Spanish – The national coordinator of the Vente Venezuela party, María Corina Machado, published Venezuela: the unavoidable challenge for the West, a path that details the situation that impacts the most fundamental interests of the democracies of the Americas. She explains why an international coalition should be formed to deploy a Peace and Stabilization Operation in Venezuela.
In her document, the opponent of the Chavista regime explains that Venezuela is a failed state. “The tragedy is in sight and does not demand naivety or indifference: the total absence of the rule of law, incremental loss of control over the territory, and the impossibility of guaranteeing a minimum of human security in any of its multiple dimensions.”
Therefore, she insists that “the West cannot allow a failed and criminal state, occupied by undemocratic powers and terrorist groups from outside the region, in the heart of the continent.”
The financial and criminal intention to occupy Venezuela acquires a critical geopolitical dimension when one understands the degree of participation of the Russian, Chinese, and Iranian regimes in the Venezuelan dynamic and their evident desire to expand their influence and actions in the hemisphere to destabilize Western democracies. The now-explicit Iranian presence in Venezuela demonstrates the radicalization of the cartel alliances that tyrannize the country and their decision to clinch power.
Machado states that the emerging phenomenon of the pandemic has caused enormous internal demands on the allies, so “a peace and stabilization operation in Venezuela undoubtedly represents the greatest challenge for the West, with its associated risks and costs.”
In her proposal, explaining her current vision of Venezuela, she reiterates that it is necessary to implement new actions, which she summarized in four steps: first, she speaks of the urgent total blockade of financial and material flows from Venezuela to Cuba and the interruption of the interference in telecommunications between both regimes.
Second, to accelerate the expansion of the capabilities and scope of the multinational counter-narcotics operation deployed in the Caribbean to include the naval and air blockade of all looting and collaboration activities of the Venezuelan regime with extra-continental and anti-democratic powers.
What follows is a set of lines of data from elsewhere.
Issue #84, opened 2020-05-29
More control over permissions (view only / edit, maybe also access authorization?)


bessw:
It would be cool to be able to control who is allowed to edit and who is only allowed to view (and maybe use some kind of temporary marker / pointer to point out what he is talking about when asking a question).

A simple way to achieve something like this could be with to links like:
- view only:
    https://wbo.ophir.dev/boards/e2r-vvdnchZuv6gQjUJW5s/
- with edit permission (just appending an additional authorization string):
    https://wbo.ophir.dev/boards/e2r-vvdnchZuv6gQjUJW5s/NG6m4d6T0vC-GWf21GuQo-

A more secure way would be with authentication, this would also allow more fine gradient permission and access control, but at the cost of being more complex to implement.

lovasoa:
Yes, this would be cool to have :)

etsstiffler:
Would be a really nice feature! Espacially when working with younger students

PR #225, opened 2022-01-04
Add support for JWT authorisation

jamesdeacon:
These changes allow support for authorisation by JWT. 

By default it's turned off but can be set by using the two new config options `AUTH_METHOD` and `AUTH_SECRET_KEY`. The JWT should be added using the query parameter `token`.

It uses the [jsonwebtoken package](https://www.npmjs.com/package/jsonwebtoken). 

Also opens the door to solve future issues like https://github.com/lovasoa/whitebophir/issues/84 to set different access levels for different users as this could be declared in the jwt.

<sub>
</sub>

### DIFF
--- a/README.md
+++ b/README.md
@@ -83,7 +83,7 @@ If you feel like contributing to this collaborative project, you can [translate 
 
 WBO supports authentication with a JWT. This should be passed in as a query with the key `token`, eg, `http://myboard.com/boards/test?token={token}`
 
-The `AUTH_SECRET_KEY` variable in [`configuration.js`](./server/configuration.js) should filled with the secret key for the JWT.
+The `AUTH_SECRET_KEY` variable in [`configuration.js`](./server/configuration.js) should be filled with the secret key for the JWT.
 
 ## Configuration
 
--- a/README.md
+++ b/README.md
@@ -86,6 +86,7 @@ You can see a list of these variables in [`configuration.js`](./server/configura
 Some important environment variables are :
  - `WBO_HISTORY_DIR` : configures the directory where the boards are saved. Defaults to `./server-data/`.
  - `WBO_MAX_EMIT_COUNT` : the maximum number of messages that a client can send per unit of time. Increase this value if you want smoother drawings, at the expense of being susceptible to denial of service attacks if your server does not have enough processing power. By default, the units of this quantity are messages per 4 seconds, and the default value is `192`.
+ - `AUTH_SECRET_KEY` : If you would like to authenticate your boards using jwt, this declares the secret key.
 
 ## Troubleshooting
 
--- a/README.md
+++ b/README.md
@@ -79,6 +79,12 @@ See instructions on our Wiki about [how to setup a reverse proxy for WBO](https:
 WBO is available in multiple languages. The translations are stored in [`server/translations.json`](./server/translations.json). 
 If you feel like contributing to this collaborative project, you can [translate WBO into your own language](https://github.com/lovasoa/whitebophir/wiki/How-to-translate-WBO-into-your-own-language).
 
+## Authentication
+
+WBO supports authentication with a JWT. This should be passed in as a query with the key `token`, eg, `http://myboard.com/boards/test?token={token}`
+
+The `AUTH_SECRET_KEY` variable in [`configuration.js`](./server/configuration.js) should filled with the secret key for the JWT.
+
 ## Configuration
 
 When you start a WBO server, it loads its configuration from several environment variables.
--- a/client-data/js/board.js
+++ b/client-data/js/board.js
@@ -67,7 +67,7 @@ Tools.connect = function () {
 	var token = params.get("token");
 
 	this.socket = io.connect('', {
-		"query": "token=" + token,
+		...(token && {"query" : "token=" + token}),
 		"path": window.location.pathname.split("/boards/")[0] + "/socket.io",
 		"reconnection": true,
 		"reconnectionDelay": 100, //Make the xhr connections as fast as possible
--- a/client-data/js/board.js
+++ b/client-data/js/board.js
@@ -64,15 +64,18 @@ Tools.connect = function () {
 
 	var url = new URL(window.location);
 	var params = new URLSearchParams(url.search);
-	var token = params.get("token");
 
-	this.socket = io.connect('', {
-		...(token && {"query" : "token=" + token}),
+	var socket_params = {
 		"path": window.location.pathname.split("/boards/")[0] + "/socket.io",
 		"reconnection": true,
 		"reconnectionDelay": 100, //Make the xhr connections as fast as possible
 		"timeout": 1000 * 60 * 20 // Timeout after 20 minutes
-	});
+	}
+	if(params.has("token")) {
+		socket_params.query = "token=" + params.get("token");
+	}
+
+	this.socket = io.connect('', socket_params);
 
 	//Receive draw instructions from the server
 	this.socket.on("broadcast", function (msg) {
--- a/client-data/js/board.js
+++ b/client-data/js/board.js
@@ -62,8 +62,12 @@ Tools.connect = function () {
 		self.socket = null;
 	}
 
+	var url = new URL(window.location);
+	var params = new URLSearchParams(url.search);
+	var token = params.get("token");
 
 	this.socket = io.connect('', {
+		"query": "token=" + token,
 		"path": window.location.pathname.split("/boards/")[0] + "/socket.io",
 		"reconnection": true,
 		"reconnectionDelay": 100, //Make the xhr connections as fast as possible
--- a/server/configuration.js
+++ b/server/configuration.js
@@ -55,8 +55,6 @@ module.exports = {
   */
   STATSD_URL: process.env["STATSD_URL"],
 
-  /** Method to use for authorisation of users. Currently accepted values are 'jwt' or ''(none) */
-  AUTH_METHOD: (process.env["AUTH_METHOD"] || ""),
   /** Secret key for jwt */
   AUTH_SECRET_KEY: (process.env["AUTH_SECRET_KEY"] || ""),
 };
--- a/server/configuration.js
+++ b/server/configuration.js
@@ -54,4 +54,9 @@ module.exports = {
    * example: udp://127.0.0.1
   */
   STATSD_URL: process.env["STATSD_URL"],
+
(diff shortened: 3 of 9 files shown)


server/configuration.js
```diff
@@ -54,4 +54,9 @@ module.exports = {
    * example: udp://127.0.0.1
   */
   STATSD_URL: process.env["STATSD_URL"],
+
+  /** Method to use for authorisation of users. Currently accepted values are 'jwt' or ''(none) */
+  AUTH_METHOD: (process.env["AUTH_METHOD"] || ""),
+  /** Secret key for jwt */
+  AUTH_SECRET_KEY: (process.env["AUTH_SECRET_KEY"] || ""),
```
lovasoa, line 61: Do we need 2 environment variables ? Can we just enforce JWT verification whenever JWT_SECRET_KEY is defined and non-empty ?

lovasoa (changes requested):
Thank you for the PR, this is something that has come up from other users before, and that will be useful.

There is a comment below, plus, this needs some basic documentation for users in the readme, otherwise no one is ever going to guess that the code expects a token as a get parameter.

server/server.js
```diff
@@ -102,6 +103,23 @@ function validateBoardName(boardName) {
...
   var parts = parsedUrl.pathname.split("/");
+
+  // Check for auth if required
+  if(config.AUTH_METHOD == "jwt") {
+    if(parsedUrl.searchParams.get("token")) {
+      var token = parsedUrl.searchParams.get("token");
+      jsonwebtoken.verify(token, config.AUTH_SECRET_KEY, function(error, decoded) {
+        if(error) { // Token not valid
+          response.writeHead(403, { 'Content-Type': 'text/plain' });
+          response.end("Error: Forbidden\n" + error);
```
lovasoa, line 114: I don't think this code is correct. The verification is executed asynchronously, and does not prevent the rest of the code from executing. There is a race condition between the token verification and the happy path.

lovasoa (changes requested):

server/configuration.js
jamesdeacon: Yep, fair enough. I included both for any future alternatives, but I've reduced this to 1 in the latest commit

server/server.js
jamesdeacon: You're totally correct, I've resolved this in the latest commit

README.md
```diff
@@ -86,6 +86,7 @@ You can see a list of these variables in [`configuration.js`](./server/configura
 Some important environment variables are :
  - `WBO_HISTORY_DIR` : configures the directory where the boards are saved. Defaults to `./server-data/`.
  - `WBO_MAX_EMIT_COUNT` : the maximum number of messages that a client can send per unit of time. Increase this value if you want smoother drawings, at the expense of being susceptible to denial of service attacks if your server does not have enough processing power. By default, the units of this quantity are messages per 4 seconds, and the default value is `192`.
+ - `AUTH_SECRET_KEY` : If you would like to authenticate your boards using jwt, this declares the secret key.
```
lovasoa, line 89: You need to document how to authenticate too. How to pass the jwt to wbo ?

server/server.js
```diff
@@ -97,29 +97,33 @@ function validateBoardName(boardName) {
...
 
+/**
+ * Throws an error if the user does not have permission
+ * @param {URL} url
+ * @throws {Error}
+ */
+ function userHasPermission(url) {
+  if(config.AUTH_SECRET_KEY != "") {
+    if(url.searchParams.get("token")) {
+      var token = url.searchParams.get("token");
```
lovasoa, line 108:
```suggestion
    var token = url.searchParams.get("token");
    if(token) {
```

server/server.js
```diff
@@ -97,29 +97,33 @@ function validateBoardName(boardName) {
...
+      try {
+        jsonwebtoken.verify(token, config.AUTH_SECRET_KEY);
+      } catch(error) { // Token not valid
+        throw new Error(error)
```
lovasoa, line 112: why ?

server/server.js
```diff
@@ -113,10 +135,17 @@ function handleRequest(request, response) {
...
         // If there is no dot and no directory, parts[1] is the board name
-        boardTemplate.serve(request, response);
+        try {
+          userHasPermission(parsedUrl);
+          // User has permission so we can proceed
+          boardTemplate.serve(request, response);
+        } catch (error) {
+          response.writeHead(403, { 'Content-Type': 'text/plain' });
+          response.end("Forbidden\n" + error);
+        }
```
lovasoa, line 148: Why did you duplicate the permission check into every part of the router ?  Can we have a single check at the top ?

lovasoa (changes requested):
I am thinking : Does this handle permissions in websocket connections ? Otherwise, anyone can get access to the boards anyway over websocket.

Wouldn't it be better to pass the jwt as a cookie ?

README.md
jamesdeacon: Sure. I'll add an Authentication section to the Readme

server/server.js
jamesdeacon: Will remove

server/server.js
jamesdeacon: This is so that resources are still returned when they are requested, as a resource won't have a token attached to the request. The permission check is in every section except for when resources are requested.

server/server.js
jamesdeacon: Fixed in latest commit

README.md
```diff
@@ -79,13 +79,20 @@ See instructions on our Wiki about [how to setup a reverse proxy for WBO](https:
 WBO is available in multiple languages. The translations are stored in [`server/translations.json`](./server/translations.json). 
 If you feel like contributing to this collaborative project, you can [translate WBO into your own language](https://github.com/lovasoa/whitebophir/wiki/How-to-translate-WBO-into-your-own-language).
 
+## Authentication
+
+WBO supports authentication with a JWT. This should be passed in as a query with the key `token`, eg, `http://myboard.com/boards/test?token={token}`
+
+The `AUTH_SECRET_KEY` variable in [`configuration.js`](./server/configuration.js) should filled with the secret key for the JWT.
```
lovasoa, line 86:
```suggestion
The `AUTH_SECRET_KEY` variable in [`configuration.js`](./server/configuration.js) should be filled with the secret key for the JWT.
```

client-data/js/board.js
```diff
@@ -62,8 +62,12 @@ Tools.connect = function () {
 		self.socket = null;
 	}
 
+	var url = new URL(window.location);
+	var params = new URLSearchParams(url.search);
+	var token = params.get("token");
 
 	this.socket = io.connect('', {
+		"query": "token=" + token,
```
lovasoa, line 70: won't this add token=undefined in the (default) case where no token is defined ?

lovasoa (changes requested):
This is starting to look good :+1:  See the remarks below. Can we avoid the duplicated code in the request handler function ? Either just throw and don't catch, letting the server handle the error, or throw a specific error, and catch it specifically in a wrapper to return a clean 403.

client-data/js/board.js
jamesdeacon: Fixed in latest push

server/server.js
```diff
@@ -125,49 +150,63 @@ function handleRequest(request, response) {
...
+          .renderBoard(history_file, response)
+          .then(function () {
+            log("preview", { board: boardName, time: Date.now() - t });
+            response.end();
+          })
+          .catch(function (err) {
+            log("error", { error: err.toString(), stack: err.stack });
+            response.end("<text>Sorry, an error occured</text>");
+          });
+      } catch (error) {
```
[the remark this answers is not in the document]
jamesdeacon: Fixed in latest push

server/sockets.js
```diff
@@ -29,6 +30,20 @@ function noFail(fn) {
 
 function startIO(app) {
   io = iolib(app);
+  if (config.AUTH_SECRET_KEY) {
+    // Middleware to check for valid jwt
+    io.use(function(socket, next) {
+      if(socket.handshake.query && socket.handshake.query.token) {
+        jsonwebtoken.verify(socket.handshake.query.token, config.AUTH_SECRET_KEY, function(err, decoded) {
+          if(err) return next(new Error("Authentication error: Invalid JWT"));
+          socket.decoded = decoded;
```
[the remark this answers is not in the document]
jamesdeacon: Removed in latest push

client-data/js/board.js
```diff
@@ -67,7 +67,7 @@ Tools.connect = function () {
 	var token = params.get("token");
 
 	this.socket = io.connect('', {
-		"query": "token=" + token,
+		...(token && {"query" : "token=" + token}),
```
lovasoa, line 70: Unfortunately, we can't use "modern" js in wbo, which supports old browsers and doesn't include a js compilation step

server/server.js
```diff
@@ -122,6 +122,11 @@ function handleRequest(request, response) {
 
   if (parts[0] === "") parts.shift();
 
+  // If we're not being asked for a file, then we should check permissions.
+  if(parsedUrl.pathname.indexOf(".") === -1) {
+    checkUserPermission(parsedUrl);
```
lovasoa, line 127: It looks like you can escape permission check just by having a dot in your board name.

lovasoa (changes requested):

client-data/js/board.js
jamesdeacon: Okay, I'll put an if block around the whole lot to deal with this instead

lovasoa: I would do:

```js
        var socket_params = {
            "x": "y"
        };
        if (params.has("token")) socket_params.token = params.get("token");
	this.socket = io.connect('', socket_params)
```

jamesdeacon: 👍 Much better, will do

server/server.js
jamesdeacon: This is true, I hadn't considered that board names with a dot in would be a valid name. Perhaps I should look into including the token query with the resources too, more secure this way too. I'm unfamiliar with the templating engine but it looks straight forward enough so will look into it

jamesdeacon: I've checked and the current implementation does not support dots in board names anyway. 

I've improved the code anyway so it will now do a permissions check on any file extension that is not a js,css,svg,ico,png,jpg or gif

lovasoa (approved):

lovasoa:
I'm sorry for my lack of reactiveness ! The final version seems good to me ! Thank you again for your contribution !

In the third step, she proposes combating the regime’s system of censorship and propaganda through high-tech media.
And the fourth step, she recommends leading a coalition for the formation of a multifaceted peace operation for the recovery and democratic transition in Venezuela.
Nevertheless, Machado makes it clear that she does not consider a military uprising as an alternative since she says that “the Venezuelan Armed Forces are an institution in the process of dissolution with a precarious operational readiness, which is infiltrated by Cubans and Russians.”
The Venezuelan leader asserted that everything has been tried to defeat the regime in 21 years of struggle. “And the results force us to discard mechanisms that have only served to bolster them to power.”
In her document, she breaks down the different options that have been attempted over time: elections, dialogues, military insurrection, and popular insurrection. So the only alternative to definitively evict the criminal conglomerate that is developing an unconventional and totally asymmetric conflict against the Venezuelans is “the formation of an international coalition that will deploy a Peace and Stabilization Operation in Venezuela (OPE).”
A Peace and Stabilisation Operation (PSO) entails the challenge of controlling the territory and neutralizing a complex and organized network of criminal gangs and irregular groups while stabilizing the country and recovering its productive capacities and the rule of law. It is, therefore, a “multifaceted peace operation” that must at least include the following:
- control of territory, security, and disarmament;
- primary humanitarian assistance;
- reconstruction of emergency infrastructure and public services;
- restoration of law and order;
- promotion of the rule of law;
- democratic re-institutionalization of the country.
She argues that ideally, this multifaceted peace operation should not be under the aegis of a single organization, but should be formed by a coalition of allies with regional willingness and legitimacy, “within the framework of the Inter-American Treaty of Reciprocal Assistance (TIAR), with the participation of organizations and countries with different complementary tasks.
And for security and disarmament issues, “to rely on the TIAR platform (which establishes the obligation of mutual aid and common defense of the American republics), for health and food, the UN agencies, for the reconstruction of infrastructure, to rely on the various inter-American mechanisms, and to rely on the OAS, the EU and the UN for the monitoring of human rights and the reconstruction of our electoral system.
María Corina Machado concludes by reiterating that it is essential to free Venezuela to stop the operation of the world’s criminal forces against the West. “It is not only a matter of being in solidarity with the Venezuelans. It is about each one assuming their historical responsibility or succumbing to the advance of such an unscrupulous alliance. It is in our hands to prevent it. That is why we must act together, and do it now,” she concluded.